Instructions for the task | Below are several entries. Transcribe exactly those lines that fall from the one with "PR #79, opened 2020-09-26" through the one with "L(very)GTM!", end lines included.

Records drawn from a dataset
◇ ◇ ◇ ◇ ◇ ◇ ◇

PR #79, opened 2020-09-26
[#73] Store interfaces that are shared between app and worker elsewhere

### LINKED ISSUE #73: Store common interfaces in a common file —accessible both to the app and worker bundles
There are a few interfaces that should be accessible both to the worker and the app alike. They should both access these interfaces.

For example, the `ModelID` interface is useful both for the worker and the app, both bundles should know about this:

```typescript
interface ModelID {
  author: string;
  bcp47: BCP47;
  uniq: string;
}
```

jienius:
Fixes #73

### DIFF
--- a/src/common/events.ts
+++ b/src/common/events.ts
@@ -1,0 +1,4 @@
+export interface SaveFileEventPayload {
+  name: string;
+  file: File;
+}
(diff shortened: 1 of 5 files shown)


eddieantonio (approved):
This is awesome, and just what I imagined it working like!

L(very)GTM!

◇ ◇ ◇ ◇ ◇ ◇ ◇

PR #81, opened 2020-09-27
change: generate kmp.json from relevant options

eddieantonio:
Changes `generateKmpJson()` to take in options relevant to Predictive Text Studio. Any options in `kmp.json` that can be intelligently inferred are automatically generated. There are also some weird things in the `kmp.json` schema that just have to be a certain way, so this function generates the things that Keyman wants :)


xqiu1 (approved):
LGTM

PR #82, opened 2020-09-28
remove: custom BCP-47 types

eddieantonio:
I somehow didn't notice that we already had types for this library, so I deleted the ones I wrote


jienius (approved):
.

◇ ◇ ◇ ◇ ◇ ◇ ◇

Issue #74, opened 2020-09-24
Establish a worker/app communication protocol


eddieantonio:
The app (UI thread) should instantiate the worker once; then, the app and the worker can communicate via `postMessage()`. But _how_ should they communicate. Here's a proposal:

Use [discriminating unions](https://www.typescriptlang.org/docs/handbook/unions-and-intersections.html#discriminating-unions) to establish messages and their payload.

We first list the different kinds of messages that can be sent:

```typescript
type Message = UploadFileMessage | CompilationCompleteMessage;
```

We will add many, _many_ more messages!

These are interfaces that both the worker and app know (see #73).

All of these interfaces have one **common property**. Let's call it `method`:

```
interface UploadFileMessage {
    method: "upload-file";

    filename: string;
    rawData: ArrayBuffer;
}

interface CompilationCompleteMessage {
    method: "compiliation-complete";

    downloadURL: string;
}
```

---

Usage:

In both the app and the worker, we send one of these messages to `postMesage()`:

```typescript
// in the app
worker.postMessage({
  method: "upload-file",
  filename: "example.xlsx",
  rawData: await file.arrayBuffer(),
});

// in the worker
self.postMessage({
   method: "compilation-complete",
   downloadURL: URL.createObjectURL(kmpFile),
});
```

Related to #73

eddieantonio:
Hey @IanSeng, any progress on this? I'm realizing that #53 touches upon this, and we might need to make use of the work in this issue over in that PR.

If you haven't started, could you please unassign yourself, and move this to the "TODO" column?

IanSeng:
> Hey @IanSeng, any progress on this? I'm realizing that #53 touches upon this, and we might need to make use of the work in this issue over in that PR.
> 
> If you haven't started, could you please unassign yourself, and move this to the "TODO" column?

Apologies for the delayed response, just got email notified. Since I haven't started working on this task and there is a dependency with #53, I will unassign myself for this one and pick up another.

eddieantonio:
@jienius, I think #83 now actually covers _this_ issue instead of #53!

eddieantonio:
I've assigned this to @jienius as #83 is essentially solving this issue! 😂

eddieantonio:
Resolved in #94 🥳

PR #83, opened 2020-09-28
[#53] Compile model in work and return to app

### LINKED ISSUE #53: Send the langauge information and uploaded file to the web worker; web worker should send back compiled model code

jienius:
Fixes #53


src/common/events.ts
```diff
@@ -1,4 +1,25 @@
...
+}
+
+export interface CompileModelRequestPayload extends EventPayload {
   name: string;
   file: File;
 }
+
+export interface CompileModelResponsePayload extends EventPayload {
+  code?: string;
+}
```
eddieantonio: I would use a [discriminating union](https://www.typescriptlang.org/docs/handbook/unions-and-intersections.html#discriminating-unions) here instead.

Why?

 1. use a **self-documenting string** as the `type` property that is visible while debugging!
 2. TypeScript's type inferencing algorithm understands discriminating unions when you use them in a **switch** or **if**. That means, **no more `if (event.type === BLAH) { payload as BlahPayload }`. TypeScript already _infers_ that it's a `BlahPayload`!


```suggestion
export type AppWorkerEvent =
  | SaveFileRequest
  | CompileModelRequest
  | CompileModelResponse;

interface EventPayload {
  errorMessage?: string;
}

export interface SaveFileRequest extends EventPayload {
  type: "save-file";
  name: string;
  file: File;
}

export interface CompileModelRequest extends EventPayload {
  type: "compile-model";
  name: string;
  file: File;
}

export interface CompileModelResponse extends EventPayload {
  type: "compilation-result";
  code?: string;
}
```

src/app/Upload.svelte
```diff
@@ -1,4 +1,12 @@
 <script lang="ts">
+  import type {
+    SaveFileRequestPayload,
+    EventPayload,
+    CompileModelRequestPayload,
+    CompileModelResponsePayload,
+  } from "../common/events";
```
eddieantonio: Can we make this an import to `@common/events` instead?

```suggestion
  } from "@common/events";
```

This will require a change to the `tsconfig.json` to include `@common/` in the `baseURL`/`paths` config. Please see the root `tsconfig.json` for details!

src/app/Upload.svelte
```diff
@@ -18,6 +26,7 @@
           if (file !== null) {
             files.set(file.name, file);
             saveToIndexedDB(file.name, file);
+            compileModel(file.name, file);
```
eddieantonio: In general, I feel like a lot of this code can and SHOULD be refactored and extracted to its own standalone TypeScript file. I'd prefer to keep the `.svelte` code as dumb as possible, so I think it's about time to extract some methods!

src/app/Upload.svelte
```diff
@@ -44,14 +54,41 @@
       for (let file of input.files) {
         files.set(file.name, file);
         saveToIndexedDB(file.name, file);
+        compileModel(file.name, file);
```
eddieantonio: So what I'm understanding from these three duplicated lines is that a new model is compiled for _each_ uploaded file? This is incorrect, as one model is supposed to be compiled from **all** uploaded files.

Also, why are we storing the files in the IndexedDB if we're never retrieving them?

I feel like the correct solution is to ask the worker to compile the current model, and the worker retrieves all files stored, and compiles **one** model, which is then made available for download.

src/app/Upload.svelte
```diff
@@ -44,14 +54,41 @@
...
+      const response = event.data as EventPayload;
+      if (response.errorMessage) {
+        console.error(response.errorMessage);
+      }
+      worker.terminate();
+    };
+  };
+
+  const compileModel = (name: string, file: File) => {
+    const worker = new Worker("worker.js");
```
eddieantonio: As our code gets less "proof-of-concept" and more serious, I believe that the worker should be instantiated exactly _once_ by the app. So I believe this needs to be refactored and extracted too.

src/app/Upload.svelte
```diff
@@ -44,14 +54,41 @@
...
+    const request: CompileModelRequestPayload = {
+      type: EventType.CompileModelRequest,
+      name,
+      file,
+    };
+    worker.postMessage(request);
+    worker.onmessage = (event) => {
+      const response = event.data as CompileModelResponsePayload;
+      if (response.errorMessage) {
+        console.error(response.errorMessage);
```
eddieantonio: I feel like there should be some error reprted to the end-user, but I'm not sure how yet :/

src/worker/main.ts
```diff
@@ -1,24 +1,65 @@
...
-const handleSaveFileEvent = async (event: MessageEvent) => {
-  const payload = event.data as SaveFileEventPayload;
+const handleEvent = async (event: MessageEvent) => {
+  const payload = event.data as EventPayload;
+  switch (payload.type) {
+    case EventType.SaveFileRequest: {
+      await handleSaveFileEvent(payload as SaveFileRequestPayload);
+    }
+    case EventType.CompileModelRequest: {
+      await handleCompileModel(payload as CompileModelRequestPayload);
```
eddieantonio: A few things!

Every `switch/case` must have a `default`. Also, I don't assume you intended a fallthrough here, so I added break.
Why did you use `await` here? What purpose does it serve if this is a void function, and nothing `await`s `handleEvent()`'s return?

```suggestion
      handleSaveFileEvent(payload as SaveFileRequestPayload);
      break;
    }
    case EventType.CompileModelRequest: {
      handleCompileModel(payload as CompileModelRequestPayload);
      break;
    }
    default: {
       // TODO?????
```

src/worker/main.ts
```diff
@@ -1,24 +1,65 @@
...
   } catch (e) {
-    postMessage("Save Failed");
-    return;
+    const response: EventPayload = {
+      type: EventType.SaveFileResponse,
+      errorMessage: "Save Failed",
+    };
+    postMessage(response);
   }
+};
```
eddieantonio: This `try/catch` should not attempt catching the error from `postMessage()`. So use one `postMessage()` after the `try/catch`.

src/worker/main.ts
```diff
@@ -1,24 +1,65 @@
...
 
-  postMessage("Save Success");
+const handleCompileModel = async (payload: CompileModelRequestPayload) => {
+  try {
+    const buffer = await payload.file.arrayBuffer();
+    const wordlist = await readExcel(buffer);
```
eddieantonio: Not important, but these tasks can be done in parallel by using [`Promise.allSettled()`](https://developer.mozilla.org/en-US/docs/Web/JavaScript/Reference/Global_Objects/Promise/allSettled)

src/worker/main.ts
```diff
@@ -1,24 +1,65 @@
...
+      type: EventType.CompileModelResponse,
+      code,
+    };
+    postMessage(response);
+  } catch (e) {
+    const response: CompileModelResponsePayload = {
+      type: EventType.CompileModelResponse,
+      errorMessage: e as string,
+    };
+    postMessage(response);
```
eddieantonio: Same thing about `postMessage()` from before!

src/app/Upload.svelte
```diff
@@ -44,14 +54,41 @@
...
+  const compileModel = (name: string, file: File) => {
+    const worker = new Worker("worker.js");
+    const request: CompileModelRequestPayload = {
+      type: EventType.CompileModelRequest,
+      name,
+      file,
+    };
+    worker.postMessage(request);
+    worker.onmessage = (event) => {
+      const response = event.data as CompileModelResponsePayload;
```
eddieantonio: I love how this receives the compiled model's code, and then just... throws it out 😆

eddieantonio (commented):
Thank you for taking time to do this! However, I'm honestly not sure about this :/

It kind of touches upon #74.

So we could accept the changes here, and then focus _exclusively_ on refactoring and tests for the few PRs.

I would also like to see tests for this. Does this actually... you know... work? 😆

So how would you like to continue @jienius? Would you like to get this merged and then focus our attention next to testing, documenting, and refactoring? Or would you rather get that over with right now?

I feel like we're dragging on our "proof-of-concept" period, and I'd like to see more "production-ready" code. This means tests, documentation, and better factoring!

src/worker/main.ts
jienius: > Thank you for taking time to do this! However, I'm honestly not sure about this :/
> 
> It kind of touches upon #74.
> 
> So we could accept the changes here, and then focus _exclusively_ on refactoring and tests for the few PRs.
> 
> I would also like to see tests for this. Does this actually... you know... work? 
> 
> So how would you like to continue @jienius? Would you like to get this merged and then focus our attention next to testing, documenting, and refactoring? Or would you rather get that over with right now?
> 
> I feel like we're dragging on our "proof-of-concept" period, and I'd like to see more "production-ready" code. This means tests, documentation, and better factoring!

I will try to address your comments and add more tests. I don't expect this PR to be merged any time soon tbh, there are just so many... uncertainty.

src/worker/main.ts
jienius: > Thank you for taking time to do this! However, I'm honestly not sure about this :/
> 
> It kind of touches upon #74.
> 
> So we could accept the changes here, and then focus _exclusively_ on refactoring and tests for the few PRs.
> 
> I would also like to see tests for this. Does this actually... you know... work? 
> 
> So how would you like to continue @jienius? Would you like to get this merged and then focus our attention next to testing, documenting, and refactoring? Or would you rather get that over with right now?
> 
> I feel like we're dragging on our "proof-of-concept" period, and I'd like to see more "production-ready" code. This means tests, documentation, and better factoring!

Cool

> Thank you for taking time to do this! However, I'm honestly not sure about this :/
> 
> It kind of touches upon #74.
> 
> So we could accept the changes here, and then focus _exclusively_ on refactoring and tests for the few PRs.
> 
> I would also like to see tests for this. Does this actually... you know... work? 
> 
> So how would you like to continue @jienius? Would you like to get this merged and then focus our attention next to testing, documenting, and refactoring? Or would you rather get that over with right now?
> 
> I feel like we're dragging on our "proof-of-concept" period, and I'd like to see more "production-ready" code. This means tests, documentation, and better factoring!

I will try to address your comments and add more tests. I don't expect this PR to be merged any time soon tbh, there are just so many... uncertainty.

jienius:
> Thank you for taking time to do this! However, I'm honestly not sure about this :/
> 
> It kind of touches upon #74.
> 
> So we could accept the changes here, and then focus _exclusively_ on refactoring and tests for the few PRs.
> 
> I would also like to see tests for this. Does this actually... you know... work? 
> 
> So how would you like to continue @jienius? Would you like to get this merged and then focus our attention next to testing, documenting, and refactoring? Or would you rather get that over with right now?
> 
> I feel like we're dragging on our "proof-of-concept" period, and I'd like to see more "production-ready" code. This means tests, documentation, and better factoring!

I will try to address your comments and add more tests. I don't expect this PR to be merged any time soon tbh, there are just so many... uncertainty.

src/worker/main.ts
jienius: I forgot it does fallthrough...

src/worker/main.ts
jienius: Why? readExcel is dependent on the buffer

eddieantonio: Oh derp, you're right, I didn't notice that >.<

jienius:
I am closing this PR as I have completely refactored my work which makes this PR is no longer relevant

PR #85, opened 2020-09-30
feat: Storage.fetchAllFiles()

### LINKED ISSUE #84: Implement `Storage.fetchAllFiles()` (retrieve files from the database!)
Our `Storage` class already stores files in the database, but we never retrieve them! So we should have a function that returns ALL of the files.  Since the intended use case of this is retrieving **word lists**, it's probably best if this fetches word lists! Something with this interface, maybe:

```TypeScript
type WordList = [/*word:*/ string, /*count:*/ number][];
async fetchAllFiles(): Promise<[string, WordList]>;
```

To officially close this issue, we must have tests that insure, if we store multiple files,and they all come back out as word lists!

◇ ◇ ◇ ◇ ◇ ◇ ◇

Your solution |
PR #79, opened 2020-09-26
[#73] Store interfaces that are shared between app and worker elsewhere

### LINKED ISSUE #73: Store common interfaces in a common file —accessible both to the app and worker bundles
There are a few interfaces that should be accessible both to the worker and the app alike. They should both access these interfaces.

For example, the `ModelID` interface is useful both for the worker and the app, both bundles should know about this:

```typescript
interface ModelID {
  author: string;
  bcp47: BCP47;
  uniq: string;
}
```

jienius:
Fixes #73

### DIFF
--- a/src/common/events.ts
+++ b/src/common/events.ts
@@ -1,0 +1,4 @@
+export interface SaveFileEventPayload {
+  name: string;
+  file: File;
+}
(diff shortened: 1 of 5 files shown)


eddieantonio (approved):
This is awesome, and just what I imagined it working like!

L(very)GTM!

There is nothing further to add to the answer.